# schimmel am trinkrucksack?



## benzinkanister (2. Oktober 2012)

hi leute,

hab grad das hier bei meiner trinkblase entdeckt:







das ist der gummischnuddel von nem osprey (nalgene) trinkschlauch. den hab ich fürs foto "linksherum" gedreht. innen ist da wie man sehen kann so schwarzes zeug.
bekomme das nicht weg. auch nicht mit dem fingernagel, zahnbürste oder so. sehr hartnäckig.
hab immer nur stilles wasser in die blase.
ist das irgend ein fieser schimmelpilz oder kann man das ignorieren?
der schnuddel ist ziemlich weich, silikon-irgendwas. meint ihr das kann man abkochen?

gruß


----------



## benzinkanister (2. Oktober 2012)

also sollte ich das komplette teil schonmal nicht runterschlucken


----------



## MTB-News.de




----------



## Deleted 130247 (2. Oktober 2012)

@ Benzinkanister............ein Versuch ist es sicher wert.
Wenn er über den Jordan geht kaufst eben nen neuen.
Habe mit kochendem Wasser und Spülmaschinenreiniger meine Trinkblase sauber bekommen........
ich Ferkel hatte sie mal nicht gleich ausgespült ( habe immer A-saftschorle drin ) ca 2 Wochen dümpelten ca 1/2 l vor sich hin.......aaaalter was eine sauerei.


----------



## Bener (2. Oktober 2012)

Hol Dir in der Apotheke Wasserstoffperoxid und leg das Teil darin ein. Das tötet alles ab und deaktiviert auch Giftstoffe. Danach natürlich wieder ordentlich wässern. Beim Umgang mit Wasserstoffperoxid Sicherheitshinweise beachten (Brille, Handschuhe), zur Konzentration lass Dich in der Apotheke beraten.

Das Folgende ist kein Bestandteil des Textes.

PR #1584, opened 2023-08-10
Convert from React to Preact

halvorsanden:
Gives smaller bundle

### DIFF
--- a/package.json
+++ b/package.json
@@ -29,8 +29,8 @@
   },
   "homepage": "https://developer.bring.com",
   "devDependencies": {
-    "@vitejs/plugin-legacy": "^4.1.1",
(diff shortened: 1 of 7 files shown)


package.json
```diff
@@ -50,11 +50,10 @@
     "not ie > 0"
   ],
   "dependencies": {
+    "@preact/preset-vite": "^2.5.0",
```
Igor-J86, line 53: Just a question.. Does it have to be a dependency, or could it be a dev-dependency rather?

halvorsanden: Yup, looks like it can be changed since it’s not Preact in itself, but a help for vite. Good catch!

Igor-J86 (approved):
LGTM 😃

PR #1589, opened 2023-08-23
Replace Mailchimp with CleverReach

Igor-J86:
We are replacing Mailchimp subscription for API updates with the European provider, CleverReach. We had Mailchimp as a web component already, so I have copied this and replaced the template code for it + some adjustments to validation of email format, checkboxes and combination of these.

Still keeping the Mailchimp web component (just in case) in a separate folder with the suffix `-old`, but if things seem to be working out fine, we can completely remove it.


bringdev:
[trello.com/c/ruKlqtFK](https://trello.com/c/ruKlqtFK)

js/webcomponent/api-updates-subscribe-old/README.md
```diff
@@ -0,0 +1,35 @@
+# API updates subscription
+
+A web component made for subscribing to API updates on the developer-site. This
+can be reused whereever it's needed by adding the custom element
```
halvorsanden, line 4: wherever

js/webcomponent/api-updates-subscribe/main.js
```diff
@@ -31,17 +32,20 @@ class ApiSubscribe extends HTMLElement {
...
-        window.$mcj = window.jQuery.noConflict(true)
+      const crValidate = document.createElement("script")
+      crValidate.type = "module"
+      crValidate.src = "https://developer.bring.com/assets/api-updates-subscribe/cr-script.js"
+      this.appendChild(crValidate)
+      crValidate.addEventListener("load", () => {
+        if(typeof jQuery==="undefined"){loadjQuery("//ajax.googleapis.com/ajax/libs/jquery/1.4.4/jquery.min.js",mainCr)}else{mainCr()}
       })
+
+      const reCaptchaScript = document.createElement("script")
```
halvorsanden, line 43: We disabled recaptha right?

js/webcomponent/api-updates-subscribe/template.js
```diff
@@ -1,102 +1,108 @@
...
+
+          <div class="flex flex-dir-col mbs">
+            <fieldset class="flex flex-dir-col">
+              <legend className="mbs">API areas</legend>
+              <div id="8265204" rel="radio" class="cr_ipe_item musthave flex gam" >
+          
                 <label class="form__radio">
-                  <input type="radio" value="All" name="APIAREA" id="mce-APIAREA-0" data-api-area checked>
-                  All
+                    <input id="All8265204" name="1153579" type="radio" value="All" selected checked data-api-area>
```
halvorsanden, line 29: Isn’t _selected_ a `select` attribute? Won’t _checked_ be sufficient?

js/webcomponent/api-updates-subscribe/template.js
```diff
@@ -1,102 +1,108 @@
...
+              <span
+                data-mybicon="mybicon-arrow-right"
+                data-mybicon-width="16"
+                data-mybicon-height="16"
+              ></span>
+              Privacy policy
+            </summary>
+            <div class="text-note pas content__gdprLegal">
+              <p>You can unsubscribe at any time by clicking the link in the footer of our emails. Read more about <a href="https://www.bring.com/privacy-policy" target="_blank" rel="noopener noreferrer">our privacy policy</a>.</p>
+              <p>We use CleverReach. By clicking below to subscribe, you acknowledge that your information will be transferred to CleverReach for processing. <a href="https://www.cleverreach.com/en-de/terms-of-service/" target="_blank">Learn more about CleverReach's privacy practices here.</a></p>
```
halvorsanden, line 90: Pop a couple of `rel="noopener noreferrer"` on the blank links?

layouts/partials/api/changelog.html
```diff
@@ -1,8 +1,6 @@
 <section class="dev-docscontent__section">
   <div class="gaxl flex flex-wrap flex-dir-row-rev justify-cfe">
-    <div class="updates__sub bg-green1 pal align-sfs">
-      <h2>Subscribe</h2>
-      <p class="mbm">Get updates via email or subscribe to our <a href='{{ "api/revision-history/index.xml" | relURL }}'>RSS feed</a>.</p>
+    <div class="updates__sub align-sfs">
```
halvorsanden, line 3: Do we remove the link to the RSS now?

halvorsanden (approved):
Couple of things to look at.

layouts/partials/api/changelog.html
Igor-J86: I think this part could be moved inside the template as well, just below the heading there..?

halvorsanden: Yeah, but wouldn’t that make it appear everywhere the signup form is used?

Igor-J86: That‘s right... Currently the heading and a line of text is placed outside `subscribe.html` partial, and `subscribe.html` is only containing the `<form>`. With the new web component, we could still do the same, but what if it‘s used as a modal?
Should there be a heading and a line of text included then in the template itself, or should it still just be outside of the component? Or if it‘s used a modal, only then include the heading and text?

Igor-J86: Would it be an alternative to place a line of text, including the RSS link, below the component only on the API updates page?

halvorsanden: Yeah, at last have it on the API updates page somewhere. Probably not the most used feature but nice to offer since we have it.

Igor-J86: Agree 😃

PR #1597, opened 2023-09-06
Direct navigation to best practice guides

halvorsanden:
The best practice guides has a starting page for all countries – but the same choices are available in the side menu and on the various country pages. This leads directly to the first one.
Also separated the links to the different versions from the content – and simplified the logic for when to show them.


halvorsanden:
The link in the sidebar in the staging area redirects to prod since the sidebar navigation alias routing looks at the site’s base URL. https://mango-cliff-0e97d9203-1597.westeurope.azurestaticapps.net/api/e-commerce-solutions/best-practice-checkout/norway/ goes directly to the staging area.

cdwinsnes (approved):
🚀

PR #1598, opened 2023-09-06
Add e-commerce feedback form

halvorsanden:
- Moves the checkout CSS into the other CSS bundle
- Adds the form to the e-commerce pages with a button to close it.
- The form slides into view when the footer enters the viewport, but only after 7 seconds (so that it doesn’t pop up right away on the smaller pages). When the user closes the form, it stays hidden for 60 days.

We decided to start simple with the show and hide, and we can adjust it based on feedback and usage.


layouts/partials/checkout/feedback-form-script.html
```diff
@@ -0,0 +1,42 @@
...
+    if (!storedFormDate || storedFormDate < now - delayMs) {
+      const footerTrigger = document.querySelector('footer')
+      const ecomObserverOptions = {
+        root: null,
+        rootMargin: '200px',
+        threshold: 1.0,
+      }
+  
+      function observeHeading(footerTrigger) {
+        for (const footerEl of footerTrigger) {
```
Igor-J86, line 19: Does it need to be a for-loop when it's only one footer element selected?
Also, the function is named `observeHeading`, but should maybe be something like `observeFooter`?

halvorsanden: The loop is needed because the callback doesn’t take the element itself but a list of intersection objects (or changes) on the element. If I understand it correctly, it’s what enables us to have multiple triggers in one element, for instance, counting the percentage visibility of the element. I can try to name it better. I had to read up on it.

It should be footer and not heading, forgot to change the name – I started with the page title and tried to observe when it wasn't visible, but that became too buggy.

Igor-J86: Ah, I see.. Ok.. 😊

halvorsanden: Renamed stuff more to what they are. Seems like "entry" is the term for the change objects: https://developer.mozilla.org/en-US/docs/Web/API/Intersection_Observer_API

Igor-J86 (approved):
LGTM! 🚀

Issue #370, opened 2018-11-27
Create SPARQL query for common graph traversals


rokroskar:
- [ ] `renku status`
- [ ] `renku update`

Panaetius:
Done in the Graph PoC

PR #393, opened 2019-02-01
models: export path and parent directories

jirikuncar:
# Description

Exports missing triples and adds `path` as `schema.org/name` for `Entities`.

Addresses #370

### DIFF
--- a/renku/models/provenance/activities.py
+++ b/renku/models/provenance/activities.py
@@ -51,6 +51,7 @@ def _nodes(output, parent=None):
 @jsonld.s(
     type='prov:Activity',
     context={
+        'schema': 'http://schema.org/',
         'prov': 'http://www.w3.org/ns/prov#',
         'rdfs': 'http://www.w3.org/2000/01/rdf-schema#',
     },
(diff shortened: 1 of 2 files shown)


renku/models/provenance/entities.py
```diff
@@ -35,7 +35,12 @@ class CommitMixin:
 
     commit = attr.ib(default=None, kw_only=True)
     client = attr.ib(default=None, kw_only=True)
-    path = attr.ib(default=None, kw_only=True, converter=_str_or_none)
+    path = jsonld.ib(
+        context='schema:name',
```
rokroskar:
```suggestion
        context='prov:atLocation',
```

renku/models/provenance/activities.py
```diff
@@ -79,6 +80,10 @@ class Activity(CommitMixin):
             '@reverse': 'prov:activity',
         }, kw_only=True, hash=False
     )
+    influenced = jsonld.ib(
+        context='prov:influenced',
```
rokroskar: where is this used?

jirikuncar: It's needed to mark parent directories as changed.

PR #412, opened 2019-02-12
api: move metadata to .renku/datasets

### LINKED ISSUE #396: Error that output directory is not empty because of metadata
**Describe the bug**
In case an output-directory is defined and it is also a renku-dataset, renku give the following error:
`Error: The output directory "data/VOM_output/AdelaideRiver/best" is not empty. `

`Delete existing files before running the command:`
`  (use "git rm <file>..." to remove them first)`

`	data/VOM_output/AdelaideRiver/best/metadata.yml`

`Once you have removed files that should be used as outputs,`
`you can safely rerun the previous command.`

**To Reproduce**
Just to illustrate, I did this simple example on this repository:
https://renkulab.io/gitlab/remko.nijzink/vom_test 
commit 3106563633f1c7b274311859a2648f3996a61597

`renku dataset create results`
`renku run bash src_sh/copy2dir.sh data/input/AdelaideRiver/dailyweather.prn data/results/`

jirikuncar:
Moves location of dataset metadata file from `data/<name>/metadata.yml`  to `.renku/datasets/<name>/metadata.yml`

(closes #396)

## TODO

- [x] `renku doctor`
- [x] `renku migrate datasets`

### DIFF
--- a/renku/cli/doctor.py
+++ b/renku/cli/doctor.py
@@ -1,0 +1,46 @@
+# -*- coding: utf-8 -*-
+#
+# Copyright 2019 - Swiss Data Science Center (SDSC)
+# A partnership between École Polytechnique Fédérale de Lausanne (EPFL) and
+# Eidgenössische Technische Hochschule Zürich (ETHZ).
+#
+# Licensed under the Apache License, Version 2.0 (the "License");
+# you may not use this file except in compliance with the License.
+# You may obtain a copy of the License at
+#
+#     http://www.apache.org/licenses/LICENSE-2.0
+#
+# Unless required by applicable law or agreed to in writing, software
+# distributed under the License is distributed on an "AS IS" BASIS,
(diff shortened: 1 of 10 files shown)


rokroskar:
We should actually move away from the dataset functionality altogether - not sure if that should be done first?

renku/cli/doctor.py
```diff
@@ -0,0 +1,50 @@
...
+@click.command()
+@pass_local_client
+@click.pass_context
+def doctor(ctx, client):
+    """Check your system and repository for potential problems."""
+    click.secho(
+        '\n'.join(
+            textwrap.wrap(
+                'Please note that the diagnosis report is used to help Renku '
+                'maitainers with debugging if you file an issue. Use all proposed '
```
rokroskar:
```suggestion
                'maintainers with debugging if you file an issue. Use all proposed '
```

jirikuncar:
> We should actually move away from the dataset functionality altogether ...

It is a bit bigger project and it can still use the same metadata files.

Issue #417, opened 2019-02-18
renku dataset list


nperraud:
**Describe the solution you'd like**
The command `renku dataset list` would be a nice addition to the renku CLI.

jirikuncar:
```console
$ renku dataset
foo
bar
baz
```

PR #419, opened 2019-02-18
feat(datasets): added listing of datasets

jsam:
# Description

This PR adds a feature for ```renku datasets``` command to list all created datasets within a repo.

Implements #417 

Example output which should be produced:

```
SHORT_ID    NAME         AUTHORS_CSV    CREATED
----------  -----------  -------------  -------------------
87c46dd9    somedataset  sam            2019-02-18 13:47:10
5aa65a26    dataset1234  sam            2019-02-18 13:47:39
```

### DIFF
--- a/renku/cli/dataset.py
+++ b/renku/cli/dataset.py
@@ -81,18 +81,25 @@ will yield:
 import click
 from click import BadParameter
 
+from renku.models._tabulate import tabulate
 from renku.models.datasets import Author
 
 from ._client import pass_local_client
 from ._echo import progressbar
 
 
-@click.group()
+@click.group(invoke_without_command=True)
 @click.option('--datadir', default='data', type=click.Path(dir_okay=True))
+@pass_local_client(clean=True, commit=True)
 @click.pass_context
-def dataset(ctx, datadir):
+def dataset(ctx, client, datadir):
     """Handle datasets."""
     ctx.meta['renku.datasets.datadir'] = datadir
+    table = tabulate(
+        client.datasets.values(),
+        headers=["short_id", "name", "authors_csv", "created"],
+    )
+    click.echo(table)
 
 
 @dataset.command()
--- a/renku/models/datasets.py
+++ b/renku/models/datasets.py
@@ -185,3 +185,13 @@ class Dataset(object):
     def _now(self):
         """Define default value for datetime fields."""
         return datetime.datetime.utcnow()
+
+    @property
+    def short_id(self):
+        """Shorter version of identifier."""
+        return str(self.identifier)[:8]
+
+    @property
+    def authors_csv(self):
+        """Comma-separated list of authors associated with dataset."""
+        return ",".join(author.name for author in self.authors)
--- a/Pipfile.lock
+++ b/Pipfile.lock
@@ -157,34 +157,34 @@
         },
         "lxml": {
             "hashes": [
-                "sha256:0dd6589fa75d369ba06d2b5f38dae107f76ea127f212f6a7bee134f6df2d1d21",
-                "sha256:1afbac344aa68c29e81ab56c1a9411c3663157b5aee5065b7fa030b398d4f7e0",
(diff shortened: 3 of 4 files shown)


renku/models/datasets.py
```diff
@@ -185,3 +185,13 @@ class Dataset(object):
...
+
+    @property
+    def short_id(self):
+        """Shorter version of identifier."""
+        return str(self.identifier)[:8]
+
+    @property
+    def authors_csv(self):
+        """Comma-separated list of authors associated with dataset."""
+        return ",".join(map(lambda a: a.name, self.authors))
```
jirikuncar:
```suggestion
        return ",".join(author.name for author in self.authors)
```

renku/cli/dataset.py
```diff
@@ -81,18 +81,25 @@
...
 @click.option('--datadir', default='data', type=click.Path(dir_okay=True))
 @click.pass_context
-def dataset(ctx, datadir):
+@pass_local_client(clean=True, commit=True)
+def dataset(client, ctx, datadir):
     """Handle datasets."""
     ctx.meta['renku.datasets.datadir'] = datadir
+    table = tabulate(
+        client.datasets.values(),
+        headers=["short_id", "name", "authors_csv", "created"]
```
```suggestion
        headers=["short_id", "name", "authors_csv", "created"],
```

renku/cli/dataset.py
```diff
@@ -81,18 +81,25 @@
...
 from ._echo import progressbar
 
 
-@click.group()
+@click.group(invoke_without_command=True)
 @click.option('--datadir', default='data', type=click.Path(dir_okay=True))
 @click.pass_context
-def dataset(ctx, datadir):
+@pass_local_client(clean=True, commit=True)
+def dataset(client, ctx, datadir):
```
jirikuncar: please keep `ctx` argument before `client`

renku/cli/dataset.py
```diff
@@ -81,18 +81,25 @@
...
 @click.option('--datadir', default='data', type=click.Path(dir_okay=True))
+@pass_local_client(clean=True, commit=True)
 @click.pass_context
-def dataset(ctx, datadir):
+def dataset(ctx, client, datadir):
     """Handle datasets."""
     ctx.meta['renku.datasets.datadir'] = datadir
+    table = tabulate(
+        client.datasets.values(),
+        headers=["short_id", "name", "authors_csv", "created"],
```
rokroskar: I'm coming here a bit late, but couldn't `authors_csv` be just `authors`?

jsam: Yes, it can, but then the output is kinda ugly.

Example:
```SHORT_ID    NAME         AUTHORS                                                             CREATED
----------  -----------  ------------------------------------------------------------------  -------------------
87c46dd9    somedataset  [Author(name='sam', email='contact@justsam.io', affiliation=None)]  2019-02-18 13:47:10
5aa65a26    dataset1234  [Author(name='sam', email='contact@justsam.io', affiliation=None)]  2019-02-18 13:47:39
```

That's why I went for authors_csv property where I merge the names of all authors into CSV format.

rokroskar: I just meant the name of the column. The `csv` part isn't needed imo

jsam: Yea, I understand. I guess the same argument could be also applied for `short_id` header. Should we  change our internal wrapper of tabulate to achieve this renaming or we have already this functionality somewhere?

jirikuncar: We could define headers as mapping and use keys for getting the attributes and values as column names.

```python
def tabulate(..., headers, ...):
    ...
    if isinstance(headers, dict):
        attrs, names = headers.keys(), headers.values()
    else:
        attrs = names = headers
    table = [(
        format_cell(cell, datetime_fmt=datetime_fmt)
        for cell in attrgetter(*attrs)(c)
    ) for c in collection]
    return tblte(table, headers=[h.upper() for h in names], **kwargs)
```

Ansonsten die Blase nach Gebrauch absolut trocken machen, und Ventile oder ähnliches demontieren, weil da sonst Wasser steht.
Alternativ die Trinkblase nach dem reinigen in die Tiefkühlung. Da macht Restwasser nichts aus, und Schimmel oder Bakterien können nicht wachsen.

Bener


----------



## Deleted 130247 (2. Oktober 2012)

Huiii Bener´le, ist aber ein extrem scharfes Zeug was du da einsetzt.


----------



## Bener (2. Oktober 2012)

Alles ne Frage der Konzentration!

Deswegen auch der Hinweis mit der Beratung in der Apotheke!

Ich trink auch gern mal nen Bier, lass aber die Finger von 99%igem Ethanol!


----------



## Geißlein (2. Oktober 2012)

Kannst auch mal versuchen mit Essigessenz dem Schimmel den Garaus zu machen.
Essig ist der natürlichste Feind des Schimmels.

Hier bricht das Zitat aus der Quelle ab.